Das Verbreitungsgebiet

Ein Stück Natur erhalten

Dass Bürgermeisterin Lisa Stremlau sich nicht lange bitten ließ, die „Rekener Charta“ zu unterschreiben versteht sich von selbst. Schließlich hat sie als Oberhaupt der „Der Stadt der Wildpferde“ eine gewisse Verpflichtung Ross und Reiter gegenüber.

Besuch hoch zu Ross: Bürgermeisterin Lisa Stremlau unterzeichnete am Donnerstag die Rekener Charta. Foto: as

Dülmen/Kreis. Die „Rekener Charta“ ist eine Initiative der Vereinigung der Freizeitreiter und -fahrer in Deutschland (VFD). Sie vereint Gedanken zum Erhalt des Pferdes als Kulturgut, Freizeitpartner, Familienmitglied und wirtschaftlichem Nutztier. Stafettenreiter aus dem Kreisverband des VFD machten sich in den vergangenen Tagen auf den Weg, um die Bürgermeister der Region auf der Charta unterschreiben zu lassen. Die einzelnen Rollen - die erste wurde im März auf der Equitana von Größen des Reitsports sowie Vertretern aus Tourismus und Wirtschaft unterschrieben - werden Ende August in Reken zusammen geführt. Vom 29. August bis 1. September findet dort eine viertätige Feier zum 40. Geburtstag der VFD statt, die Rekener Charta wird zu diesem Anlass offiziell verkündet. 

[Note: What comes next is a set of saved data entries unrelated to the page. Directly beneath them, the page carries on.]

PR #742, opened 2018-06-12
Fix "No results for {query}" message

### LINKED ISSUE #9: Empty string shown in _No results for “”_ when no search results
untitled screencast - edited 24

robertknight:
Usage of `vm.search.query` in the `<sidebar-content>` template was
incorrect. `vm.search` is always set and `query` is a function that
returns a string, not a string.

Fixes #9


robertknight:
Thanks Hannah 🙂

PR #748, opened 2018-07-10
Convert share dialog links to use bouncer instead of via.

sheetaluk:
Fixes https://github.com/hypothesis/product-backlog/issues/335

### DIFF
--- a/src/sidebar/components/share-dialog.js
+++ b/src/sidebar/components/share-dialog.js
@@ -10,7 +10,7 @@ function ShareDialogController($scope, $element, analytics, store) {
       return;
     }
 
-    self.sharePageLink = 'https://hyp.is/go?url='+frames[0].uri;
+    self.sharePageLink = 'https://hyp.is/go?url=' + encodeURIComponent(frames[0].uri);
   }
 
   var shareLinkInput = $element[0].querySelector('.js-share-link');
--- a/src/sidebar/components/share-dialog.js
+++ b/src/sidebar/components/share-dialog.js
@@ -1,31 +1,24 @@
 'use strict';
 
-var VIA_PREFIX = 'https://via.hypothes.is/';
-
 // @ngInject
 function ShareDialogController($scope, $element, analytics, store) {
   var self = this;
 
-  function updateViaLink(frames) {
+  function updateSharePageLink(frames) {
     if (!frames.length) {
-      self.viaPageLink = '';
+      self.sharePageLink = '';
       return;
     }
 
-    // Check to see if we are on a via page. If so, we just return the URI.
-    if (frames[0].uri.indexOf(VIA_PREFIX) === 0) {
-      self.viaPageLink = frames[0].uri;
-    } else {
-      self.viaPageLink = VIA_PREFIX + frames[0].uri;
-    }
+    self.sharePageLink = 'https://hyp.is/go?url='+frames[0].uri;
   }
 
-  var viaInput = $element[0].querySelector('.js-via');
-  viaInput.focus();
-  viaInput.select();
+  var shareLinkInput = $element[0].querySelector('.js-share-link');
+  shareLinkInput.focus();
+  shareLinkInput.select();
 
   $scope.$watch(function () { return store.frames(); },
-    updateViaLink);
+    updateSharePageLink);
 
   $scope.onShareClick = function(target){
     if(target){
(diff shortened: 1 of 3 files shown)


src/sidebar/components/share-dialog.js
```diff
@@ -8,15 +8,15 @@ function ShareDialogController($scope, $element, analytics, store) {
...
       return;
     }
 
     // Check to see if we are on a via page. If so, we just return the URI.
     if (frames[0].uri.indexOf(VIA_PREFIX) === 0) {
-      self.viaPageLink = frames[0].uri;
+      self.sharePageLink = frames[0].uri;
     } else {
-      self.viaPageLink = VIA_PREFIX + frames[0].uri;
+      self.sharePageLink = 'https://hyp.is/go?url='+frames[0].uri;
```
sheetaluk: @robertknight : I don't know if this should be hardcoded this way or if we should derive the `hyp.is` bit from somewhere.

dwhly:
Woop!

src/sidebar/components/share-dialog.js
robertknight: Hardcoding this is an OK first step but the sharing URL prefix/template ought to come from the same place that generates `hyp.is` links for annotations. This is ultimately the `BOUNCER_URL` env var in the `h` service.

I would suggest you could approach this in two steps:

1. Hard-code the production URL template as you are doing here.
2. Add the share URL template to the output of `/api/links` from the "h" service and then use the `serviceUrl` service in the client to generate a URL given the links data from the service and the frame URL provided by the client.

robertknight: Hardcoding the URL is a reasonable first step. I explained in a separate comment how I think we should get the "hyp.is" link from the service.

Since the URL is appearing in a query string param here, it ought to be URL escaped. One way to do this would be to use the existing functions for working with URL templates that get used for handling URL templates returned by `/api/links`:

```diff
diff --git a/src/sidebar/components/share-dialog.js b/src/sidebar/components/share-dialog.js
index 76f1f45e..fa2df4ac 100644
--- a/src/sidebar/components/share-dialog.js
+++ b/src/sidebar/components/share-dialog.js
@@ -1,5 +1,8 @@
 'use strict';
 
+var { replaceURLParams } = require('../util/url-util');
+
+var SHARE_URL_TEMPLATE = 'https://hyp.is/go?url=:url';
 var VIA_PREFIX = 'https://via.hypothes.is/';
 
 // @ngInject
@@ -16,7 +19,8 @@ function ShareDialogController($scope, $element, analytics, store) {
     if (frames[0].uri.indexOf(VIA_PREFIX) === 0) {
       self.sharePageLink = frames[0].uri;
     } else {
-      self.sharePageLink = 'https://hyp.is/go?url='+frames[0].uri;
+      var { url } = replaceURLParams(SHARE_URL_TEMPLATE, { url: frames[0].uri });
+      self.sharePageLink = url;
     }
   }
```

src/sidebar/components/share-dialog.js
```diff
@@ -8,15 +8,15 @@ function ShareDialogController($scope, $element, analytics, store) {
 
   function updateViaLink(frames) {
     if (!frames.length) {
-      self.viaPageLink = '';
+      self.sharePageLink = '';
       return;
     }
 
     // Check to see if we are on a via page. If so, we just return the URI.
     if (frames[0].uri.indexOf(VIA_PREFIX) === 0) {
```
sheetaluk: @dwhly This is where we were using the VIA_PREFIX var. We are checking to see if the user is already on a via page in which case we don't need to create a bouncer link for it.
The environment variable to determine the bouncer prefix i.e `hyp.is` is relevant to the `else` block of this code which will create a bouncer link instead of a via link for the url in question.

dwhly: Yeah, mostly just talking about other places we might still be using VIA_PREFIX... not this one.  I know you're changing it here to use bouncer. Sorry to interrupt. :)

src/sidebar/components/share-dialog.js
robertknight: I get your point. However it turns out that we don't actually need this branch because when on a Via page, the client believes the page's URL is the original URL, not `https://<proxy service>/<original URL>` because of the `<link rel="canonical">` tag in the page.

Ziel ist, dass Pferdefreunde aus ganz Europa sich mit den Reitern solidarisch zeigen, ihre Unterstützung zusagen und helfen, in der motorisierten und industrialisierten Welt ein Stück Natur zu erhalten. Ein Ziel, dass auch Lisa Stremlau gern unterstützte. Unter den wachen Augen der vier Pferde Jaschira, Max, Berni und Katla sowie deren Reiter Birgit Landwehr, Uwe Güttrich, Jürgen Steinberg und Kerstin Steinberg unterzeichnete sie die Rolle. Sie wies in dem Zusammenhang auch auf den Stellenwert Dülmen innerhalb der Münsterlandreitroute.

Birgit Landwehr erläuterte der Bürgermeisterin, dass die Touren des VFD für jeden Reiter gut zu schaffen seien. Zwischen 25 und 40 Kilometer lang sind die Strecken. Gute Wanderpferde, so die erfahrene Reiterin, ließen sich nicht züchten. Vielmehr komme es auf entsprechendes Training und artgerechte Haltung an. Jaschira, Berni, Max und Katla jedenfalls zeigten sich von ihrer Schokoladenseite, harrten im Schatten des Rathauses geduldig aus. Wünschen würden sich die Reiter mehr Wasserein- oder -ausritte durch Gräben. Dies, so Birgit Landwehr, wäre nicht nur eine Abwechslung, sondern würde den Tieren auch gerade an wärmeren Tagen sehr gut tun.

Im Anschluss an die Unterzeichnung zogen die vier Reiter, die mitsamt ihrer Vereinsfahnen auf den Marktplatz gekommen waren und auch einige Vereinsmitglieder zur Unterstützung im Schlepptau hatte, weiter. „Morgen muss die Charta schon in Datteln sein“ machte Birgit Landwehr auf den nächsten Schritt es ehrgeizigen Projektes aufmerksam.